**Input for this task**.
-=-=-=-=-

PR #1760, opened 2023-07-28
Remove outdated compatibility test API

frederikrothenberger:
It was previously required for a change to the stats endpoint. Given that the change is now also contained in the previous release, these types are no longer needed.

### DIFF
--- a/src/internet_identity/tests/integration/upgrade.rs
+++ b/src/internet_identity/tests/integration/upgrade.rs
@@ -152,7 +152,7 @@ fn ii_upgrade_should_allow_same_user_range() -> Result<(), CallError> {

-=-=-=-=-

**Exercise requirements**.
Scan the data above; copy every line where "tests" appears.

**Result of the task**.
--- a/src/internet_identity/tests/integration/upgrade.rs
+++ b/src/internet_identity/tests/integration/upgrade.rs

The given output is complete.